COMMANDER HF: Low-Dose Rivaroxaban Flops in Heart Failure

Consistent with prior warfarin trials, the NOAC failed to budge outcomes in these patients with heart failure and CAD but no A-fib.

COMMANDER HF: Low-Dose Rivaroxaban Flops in Heart Failure

MUNICH, Germany—In a replay of trials testing warfarin in patients with chronic heart failure and no atrial fibrillation, low-dose rivaroxaban failed to improve outcomes in patients with worsening heart failure, reduced ejection fraction, and underlying coronary disease who were in sinus rhythm in the COMMANDER HF trial.

Over a median follow-up of 21.1 months, the composite of all-cause death, MI, or stroke occurred in 25.0% of patients treated with 2.5 mg of rivaroxaban (Xarelto; Bayer/Janssen) twice-daily and 26.2% of those treated with placebo (HR 0.94; 95% CI 0.84-1.05), Faiez Zannad, MD, PhD (Centre Hospitalier Régional Universitaire de Nancy, France), reported here at the European Society of Cardiology Congress 2018.

The treatment, which was shown to be safe, also did not reduce the risk of the key secondary composite outcome of CV death or rehospitalization for worsening heart failure (37.2% vs 36.9%; HR 0.99; 95% CI 0.91-1.09).

American College of Cardiology spokesperson Mary Norine Walsh, MD (St. Vincent Heart Center, Indianapolis, IN), for one, was not surprised by the findings, which were published simultaneously online in the New England Journal of Medicine.

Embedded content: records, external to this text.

PR #255, opened 2017-03-17
[SourceMap] Add unit tests

jasonLaster:
This adds a unit test to the source map package. 

It also moves the worker code to a `source-map` module so that it is easier to separate the worker plumbing from the implementation logic. See [parser/worker](https://github.com/devtools-html/debugger.html/blob/master/src/utils/parser/worker.js).


packages/devtools-modules/client/shared/worker.js
```diff
@@ -0,0 +1,59 @@
+// @flow
+
+export type Message = {
```
jasonLaster: I added the worker module so that it can be shared.

packages/devtools-source-map/.babelrc
```diff
@@ -0,0 +1,6 @@
+{
+  "plugins": [
+    "transform-async-to-generator",
+    "transform-flow-strip-types"
+  ]
+}
```
jasonLaster: it's helpful to ask babel to transform modules here too

packages/devtools-source-map/src/worker.js
```diff
@@ -1,234 +1,19 @@
...
-  const map = SourceMapConsumer(generator.toJSON());
-  sourceMapRequests.set(generatedId, Promise.resolve(map));
-}
-
-const publicInterface = {
   getOriginalURLs,
   getGeneratedLocation,
   getOriginalLocation,
   getOriginalSourceText,
-  enableSourceMaps,
```
jryans: Hmm, I am a bit perplexed by `enableSourceMaps`... It doesn't look like debugger is calling it even today? So... how are source maps working...? 😕 Are you removing it because it's unused?

packages/devtools-source-map/src/tests/source-map.js
```diff
@@ -0,0 +1,33 @@
...
+const { getOriginalURLs } = require("../source-map");
+
+function getMap(_path) {
+  const mapPath = path.join(__dirname, _path);
+  return fs.readFileSync(mapPath, "utf8");
+}
+
+describe("source maps", () => {
+  test("getOriginalURLs", async () => {
+    const source = {
```
jryans: Would it be possible to check in the original sources of the bundle and a script for bundling them? There could be cases where we need to fix issues with source map _generation_, so being able to regenerate test bundles in a sane way seems useful.

packages/devtools-source-map/src/worker.js
jasonLaster: It's used in restartWorker - but it's too complicated and we should be feature flagging higher up

packages/devtools-source-map/src/tests/source-map.js
jasonLaster: Hmm, that makes sense. 

I think for this test it's fine that we have a simple map file. For other tests it'd be nice to have webpack / browserify etc

packages/devtools-modules/client/shared/worker.js
jasonLaster: Hmm - I agree, this is more than just unit tests. Is it okay to do in a separate commit?

packages/devtools-source-map/src/worker.js
jryans: Ah, thanks for the pointer. Seems fine to move up to a higher level. Shouldn't we update source-map's `index.js` to stop sending the `enableSourceMap` message then?

packages/devtools-source-map/src/worker.js
```diff
@@ -1,223 +1,17 @@
...
-
-function applySourceMap(generatedId, url, code, mappings) {
-  const generator = new SourceMapGenerator({ file: url });
-  mappings.forEach(mapping => generator.addMapping(mapping));
-  generator.setSourceContent(url, code);
-
-  const map = SourceMapConsumer(generator.toJSON());
-  sourceMapRequests.set(generatedId, Promise.resolve(map));
-}
+  getOriginalURLs,
```
jryans: Please add a comment somewhere in this file to explain that the indirection to another module is for testing the worker's logic without actually launching a worker.

jasonLaster: sure

packages/devtools-source-map/.babelrc
```diff
@@ -0,0 +1,6 @@
+{
+  "plugins": [
+    "transform-async-to-generator",
```
jasonLaster: Depends on the node version :)

Also we might still want generators for perf

jryans:
I guess a good next step is to run the tests on CI as well? (I don't think we're running `jest` there for this package yet.)

jryans:
My last two review comments appear unresolved in the latest commit, so let me know when it's ready for another look. 😁

jryans:
@jasonLaster, seems like following review comments are still left:

[stop sending `enableSourceMap` message](https://github.com/devtools-html/devtools-core/pull/255#discussion_r106714836)
[add a comment about worker indirection](https://github.com/devtools-html/devtools-core/pull/255#discussion_r106715280)

jasonLaster:
Thanks @jryans I left those changes on my local branch :/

Years ago, it was common practice to use low-dose warfarin in patients with enlarged left ventricles and low ejection fractions, but subsequent trials failed to show a benefit of anticoagulating patients who did not have atrial fibrillation or flutter or another indication for anticoagulation, noted Walsh.

Researchers were interested in reexamining the issue, she said, because the newer non-vitamin K antagonist oral anticoagulants (NOACs), including rivaroxaban, have different mechanisms of action and safety profiles compared with warfarin.

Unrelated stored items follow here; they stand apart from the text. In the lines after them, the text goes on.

Issue #257, opened 2017-03-18
Chrome tabs do not show up


bomsy:
Chrome tabs are not showing up.
![image](https://cloud.githubusercontent.com/assets/792924/24075907/cfa44aee-0c1c-11e7-8f94-53a19c5152d1.png)

PR #258, opened 2017-03-18
Show chrome tabs

bomsy:
Associate issue: #257

### Changes
* Switch `connectClient` and `connectNodeClient` to use async await.
* Load chrome tabs and node tabs.

### DIFF
--- a/packages/devtools-launchpad/src/index.js
+++ b/packages/devtools-launchpad/src/index.js
@@ -134,20 +134,26 @@ function getTargetFromQuery() {
 }
 
 async function connectClients(actions) {
-  chrome.connectClient()
-    .then(actions.newTabs);
-
-  chrome.connectNodeClient()
-    .then(actions.newTabs);
-
   const firefoxTabs = await firefox.connectClient();
   actions.newTabs(firefoxTabs);
+
+  const chromeTabs = await chrome.connectClient();
+  actions.newTabs(chromeTabs);
+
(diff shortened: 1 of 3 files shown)


packages/devtools-launchpad/src/index.js
```diff
@@ -134,20 +134,26 @@ function getTargetFromQuery() {
...
-    .then(actions.newTabs);
-
   const firefoxTabs = await firefox.connectClient();
   actions.newTabs(firefoxTabs);
+
+  const chromeTabs = await chrome.connectClient();
+  actions.newTabs(chromeTabs);
+
+  const nodeTabs = await chrome.connectNodeClient();
+  actions.newTabs(nodeTabs);
```
jasonLaster: these should not be await because then the function waits for all three modes to finish. We should instead use `chrome.connectNodeClient().then(actions.newTabs)` to allow the function to return w/o node and chrome necessarily connecting

jasonLaster:
Nice! I'll test it soon

jasonLaster:
added the development settings so chrome would show up.

rickychien:
Many error messages throw in console after updating devtools-core. It's very annoying but I also notice that new Firefox new tab doesn't show up in launchpad.

@bomsy Hi, do you have any idea about that? I think this PR could be related to this.

screen shot 2017-03-26 at 4 07 50 pm

PR #259, opened 2017-03-20
Tree blur

roieu:
Associated Issue: #2053 (from devtools-html/debugger.html)

### Summary of Changes

* Added blur support for Tree component

### Test Plan

Tested manually using SourcesTree component from devtools-html/debugger.html

Example test plan:

- Focus in and out SourcesTree from various use-cases

Here's the Debugger's Testing doc
https://docs.google.com/document/d/1oBMRxV8A2ag2t22YsQOxTdEv0mXKzIg0tggJjRkU1S0/edit#.
Feel free to improve it!

See correspondant PR in devtools-html/debugger.html

### DIFF
--- a/packages/devtools-sham-modules/client/shared/components/tree.js
+++ b/packages/devtools-sham-modules/client/shared/components/tree.js
@@ -49,13 +49,13 @@ const TreeNode = createFactory(createClass({
   displayName: "TreeNode",
 
   componentDidMount() {
-    if (this.props.focused) {
+    if (this.props.focused && !this.props.blurred) {
       this.refs.button.focus();
     }
   },
 
   componentDidUpdate() {
-    if (this.props.focused) {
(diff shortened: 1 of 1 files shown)


packages/devtools-sham-modules/client/shared/components/tree.js
```diff
@@ -465,7 +478,22 @@ const Tree = module.exports = createClass({
    * Sets the state to have no focused item.
    */
   _onBlur() {
-    this._focus(0, undefined);
+    this.setState({ blurred: true });
```
jasonLaster: hmm - it'd be nice to avoid `blurred`... is there a way to check the blur state in `shouldComponentUpdate` and perhaps previous blur state... we do have access to the element

jasonLaster:
closing as i'd like  to avoid keep blurred state.

PR #261, opened 2017-03-21
Add properties loader

### LINKED ISSUE #18: [LaunchPad] L10N should load properties file
copy of  https://github.com/devtools-html/debugger.html/issues/1030

---

We currently load our translation strings from public/js/strings.json. This works well, but it does mean we need to maintain two sets of strings in github and m-c.

It would be better if we could load strings from debugger.properties and when we publish copy the debugger.properties file to m-c.

This [patch](https://gist.github.com/jasonLaster/416d43026dc6620d9e567cfd68426b7d). Is close to working.

jasonLaster:
Resolves #18, which will let us use `properties` files directly and bypass JSON files.

Here's how the debugger will change: 

```diff
diff --git a/src/main.js b/src/main.js
index 8d556f5..12b04a0 100644
--- a/src/main.js
+++ b/src/main.js
@@ -33,7 +33,7 @@ const actions = bindActionCreators(require("./actions"), store.dispatch);

 if (!isFirefoxPanel()) {
   window.L10N = L10N;
-  window.L10N.setBundle(require("./strings.json"));
+  window.L10N.setBundle(require("../assets/panel/debugger.properties"));
```

CC @gasolin


packages/devtools-launchpad/src/utils/L10N.js
```diff
@@ -1,9 +1,12 @@
 // @flow
 
 const { sprintf } = require("devtools-modules");
+const { parse } = require("properties-parser");
+
 let strings = {};
 
 function setBundle(bundle: { [key: string]: string }) {
+  bundle = parse(bundle);
```
jasonLaster: this runtime strategy is borrowed from [l10n.js](https://dxr.mozilla.org/mozilla-central/source/devtools/shared/l10n.js) which uses a similar runtime parser.

It would be nice to do this statically in a webpack loader, but it ultimately does not make a big difference as this is just for the web environment

PR #267, opened 2017-03-23
(WIP) Update source map worker

jasonLaster:
* stop passing using devtools-config and instead pass it in
* explicitly start the worker 
* start using worker-utils

this is blocked on adding worker utils and bumping the dependency

### DIFF
--- a/packages/devtools-source-map/src/index.js
+++ b/packages/devtools-source-map/src/index.js
@@ -1,13 +1,14 @@
 // @flow
 
-const { getValue } = require("devtools-config");
 const {
   originalToGeneratedId,
   generatedToOriginalId,
   isGeneratedId,
   isOriginalId,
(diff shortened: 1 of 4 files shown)


packages/devtools-source-map/src/index.js
```diff
@@ -1,29 +1,23 @@
...
+
 import type { Location } from "devtools-client-adapters/src/types";
 
 let sourceMapWorker;
-function restartWorker() {
-  if (sourceMapWorker) {
-    sourceMapWorker.terminate();
-  }
-  sourceMapWorker = new Worker(getValue("sourceMapWorkerURL"));
+function startWorker(url: string) {
```
jryans: Can we pair the names? Either start and stop or init and destroy. The current start and destroy seems strange to me.

PR #269, opened 2017-03-24
Simplify transform pattern

jasonLaster:
This dramatically simplifies our JS transform strategy to be: exclude all node modules except for our own.


jasonLaster:
Yeah - we really want to switch to using an NPM org or something like that so that we could make the packages publicly available under `@devtools/splitter` or `@ff-devtools/splitter` or something like that.

PR #274, opened 2017-03-26
Fix cyclic dependency in WebConsoleClient and LongStringClient

rickychien:
FF devtools loader allows you to require cyclic dependency but it is broken in node.

A workaround fix for solving cyclic dependency in WebConsoleClient and LongStringClient, which causes { LongStringClient } = require() always return empty object within node module system.


jasonLaster:
Oh interesting. Didn't realized the loader supported that.

Issue #109, opened 2017-01-20
[CI] on windows


jasonLaster:
We should run our unit tests on windows as well as unix

We need to ask https://www.appveyor.com for a free account

clarkbw:
I granted access to the org for appveyor so we can start using it.  They offer free accounts for open source projects.

clarkbw:
Here we go: https://ci.appveyor.com/project/clarkbw/devtools-core

Garbee:
@clarkbw Fantastic! Thank you so much.

clarkbw:
I didn't do any of the setup so there might be configs needed but it should run on all of our PRs now.

PR #280, opened 2017-03-26
Appveyor

clarkbw:
I made Appveyor available in #109 but without a YAML file it hasn't actually been running.  Trying this out.

### DIFF
--- a/appveyor.yml
+++ b/appveyor.yml
@@ -1,19 +1,21 @@
-build:
-  verbosity: minimal
-
 environment:
-  nodejs_version: "7.0"
-
+  matrix:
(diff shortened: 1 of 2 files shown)


clarkbw:
There was an error in the `packages/devtools-launchpad/bin/validate-deps.js` file where the path wasn't being normalized for Windows.  Added 9a8cde8 to fix that.

clarkbw:
Looks like the issue is actually with the `parse-yarn-lock` module.

clarkbw:
Closing this out, I'm not going to be able to pick this up again for a while.

PR #648, opened 2017-01-14
Fix for overlapping text in feature item headings.

joegaffey:
Only happens in certain window sizes.


juliusv:
Today I learned about `text-overflow: ellipsis;`. Thanks :)

joegaffey:
No prob. 😁

PR #651, opened 2017-01-17
Overview exporters: remove Ganglia, add Graphite

toriagibbs:
There is no Ganglia exporter listed in the [exporters doc](instrumenting/exporters.md) and support for gmond has been deprecated from the Node exporter, so I think we should remove Ganglia from the list here. I replaced with Graphite, but open to leaving it blank or picking some other example.

(cc @juliusv for real this time)


juliusv:
:+1: Thanks! Graphite is fine to list, as would be any number of other examples, but this should do it.

PR #660, opened 2017-02-16
Add pingdom and kemp exporters to exporters list

JosephSalisbury:
We've made a few exporters @giantswarm - i thought i'd add them <3


brian-brazil:
Thanks!

I've a few suggestions for improvement. You should use ConstMetrics rather than direct instrumentation. Data should be fetched per-scrape. Paused should not be a label in pingdom, that's a boolean metric. Similarly resolution is a gauge metric.

JosephSalisbury:
@brian-brazil cheers for the suggestions, always good to get fresh eyes - i'll get on improving them as soon as

thanks! <3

COMMANDER HF is “is again demonstrating to us that just empirically anticoagulating people outside of the current indications does not have an effect on outcomes,” Walsh said. “We all know that some of these patients do end up with thromboembolic complications in the future, so empiric treatment seems like a good idea, but I think we need a better risk assessment and what that is I don’t know.”

Still an Unmet Need

Although the heart failure community has been successful in reducing mortality threefold in patients with chronic heart failure and reduced ejection fraction over the past 20 years, numerous attempts to move the needle in patients hospitalized with worsening heart failure have been unsuccessful, Zannad pointed out at a press conference. Thus, there remains an unmet clinical need.

Because heart failure is a prothrombotic disease, Zannad explained, anticoagulation might be useful. Warfarin was unsuccessful in this setting, but the NOACs are safer and inhibit thrombin-related pathways that are involved in endothelial dysfunction, inflammation, and thrombosis, all of which play a role in the progression of heart failure, he said.

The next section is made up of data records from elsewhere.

PR #663, opened 2017-02-18
Updated roadmap per Promcon discussion.

brian-brazil:
This is per the notes from Promcon.
I decided to leave in the client library/exporter section,
but altered to be more hand wavy.

### DIFF
--- a/content/docs/introduction/roadmap.md
+++ b/content/docs/introduction/roadmap.md
@@ -11,13 +11,20 @@ features and current work, see the issue trackers for the various repositories,
 for example, the [Prometheus
 server](https://github.com/prometheus/prometheus/issues).
 
+### New storage engine
+
+A new more efficient storage engine is in development. It will offer reduced
+resource usage, better inverted indexes, and generally allow Prometheus to
+scale further.
+
 ### Long-term storage
 
 Currently Prometheus has support for storing samples on local disk, as well as
-experimental support for writing data into OpenTSDB and InfluxDB. We plan to
-improve long-term storage support, although the details are not determined yet.
-This might include read-back support from OpenTSDB/InfluxDB in Prometheus, or
-support for other long-term storage backends.
+experimental support for sending data into remote systems via a generic mechanism.
+Example receivers exist for a [variety of TSDBs](https://github.com/prometheus/prometheus/tree/master/documentation/examples/remote_storage).
+
+We plan to add read-back support from other TSDBs via a generic mechanism in Prometheus,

And there is some evidence that rivaroxaban at the dose used in COMMANDER HF, when used in combination with antiplatelets, might improve outcomes in patients with heart failure. Subgroup analyses of the ATLAS ACS 2-TIMI 51 and COMPASS trials suggested that patients with ACS and stable atherosclerotic vascular disease, respectively, who had a history of heart failure derived at least as much—if not more—benefit from low-dose rivaroxaban as others.

That provided the rationale for the COMMANDER HF trial, Zannad said. The trial, conducted at 628 sites in 32 countries, included 5,022 patients with chronic heart failure, an LVEF of 40% or less, underlying CAD, and elevated plasma concentrations of natriuretic peptides who did not have A-fib who had been treated for worsening heart failure within the previous 21 days. They were randomized to low-dose rivaroxaban or placebo on top of standard care. The mean age of the patients was roughly 66 years, 23% were women, 82% were white, and the majority were taking optimal medical therapy.

On that background, low-dose rivaroxaban did not improve clinical outcomes, aside from a 1% absolute reduction in stroke (2.0% vs 3.0%; HR 0.66; 95% CI 0.47-0.95).

The principal safety outcome was a composite of fatal bleeding or bleeding into a critical space with the potential for causing permanent disability, which occurred in 0.7% of patients treated with rivaroxaban and 0.9% of those treated with placebo (HR 0.80; 95% CI 0.43-1.49). ISTH major bleeding, however, was higher in the rivaroxaban arm (3.3% vs 2.0%; HR 1.68; 95% CI 1.18-2.39).

Unanswered Questions

The most likely reason for the failure of rivaroxaban at a dose of 2.5 mg twice daily to improve cardiovascular outcomes in the current trial is that thrombin-mediated events are not the major driver of heart failure–related events in patients with recent hospitalization for heart failure,” Zannad and colleagues write in their paper.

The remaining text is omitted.